_TASK DESCRIPTION_
Every line in the data below that includes "running" belongs in the answer, copied as it stands.

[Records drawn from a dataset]
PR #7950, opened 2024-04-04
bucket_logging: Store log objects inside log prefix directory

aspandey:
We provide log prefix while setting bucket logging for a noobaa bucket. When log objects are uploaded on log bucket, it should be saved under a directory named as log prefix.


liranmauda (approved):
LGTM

---

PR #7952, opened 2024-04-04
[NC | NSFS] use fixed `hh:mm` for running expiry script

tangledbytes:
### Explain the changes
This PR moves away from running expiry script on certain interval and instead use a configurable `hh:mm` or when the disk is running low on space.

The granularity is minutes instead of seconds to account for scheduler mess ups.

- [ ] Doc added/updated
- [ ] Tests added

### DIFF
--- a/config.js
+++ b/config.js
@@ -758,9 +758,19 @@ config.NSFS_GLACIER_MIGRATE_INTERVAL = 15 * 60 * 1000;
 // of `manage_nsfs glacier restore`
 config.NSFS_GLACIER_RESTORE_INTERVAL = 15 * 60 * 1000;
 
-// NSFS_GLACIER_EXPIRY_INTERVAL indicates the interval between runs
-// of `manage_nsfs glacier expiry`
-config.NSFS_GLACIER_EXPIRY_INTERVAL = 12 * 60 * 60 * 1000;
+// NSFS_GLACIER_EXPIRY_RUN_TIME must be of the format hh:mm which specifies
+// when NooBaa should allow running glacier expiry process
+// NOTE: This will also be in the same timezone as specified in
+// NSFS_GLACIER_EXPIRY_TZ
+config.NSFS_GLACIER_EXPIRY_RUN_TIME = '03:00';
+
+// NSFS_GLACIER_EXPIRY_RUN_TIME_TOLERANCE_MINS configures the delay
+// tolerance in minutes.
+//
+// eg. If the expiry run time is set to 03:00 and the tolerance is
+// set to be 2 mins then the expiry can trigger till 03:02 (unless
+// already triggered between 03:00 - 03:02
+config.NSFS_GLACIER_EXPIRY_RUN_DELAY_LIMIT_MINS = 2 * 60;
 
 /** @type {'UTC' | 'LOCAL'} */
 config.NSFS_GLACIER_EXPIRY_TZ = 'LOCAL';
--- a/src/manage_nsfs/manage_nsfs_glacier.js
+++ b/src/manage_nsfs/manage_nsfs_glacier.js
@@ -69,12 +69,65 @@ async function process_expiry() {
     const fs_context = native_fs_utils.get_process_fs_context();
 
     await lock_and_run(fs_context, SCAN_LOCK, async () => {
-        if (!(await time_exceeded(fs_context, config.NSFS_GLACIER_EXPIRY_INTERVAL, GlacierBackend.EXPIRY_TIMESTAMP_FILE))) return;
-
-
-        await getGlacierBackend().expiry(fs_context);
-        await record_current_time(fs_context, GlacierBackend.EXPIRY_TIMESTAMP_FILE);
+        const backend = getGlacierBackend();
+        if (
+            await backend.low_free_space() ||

_TASK OUTPUT_
[NC | NSFS] use fixed `hh:mm` for running expiry script
This PR moves away from running expiry script on certain interval and instead use a configurable `hh:mm` or when the disk is running low on space.
+// when NooBaa should allow running glacier expiry process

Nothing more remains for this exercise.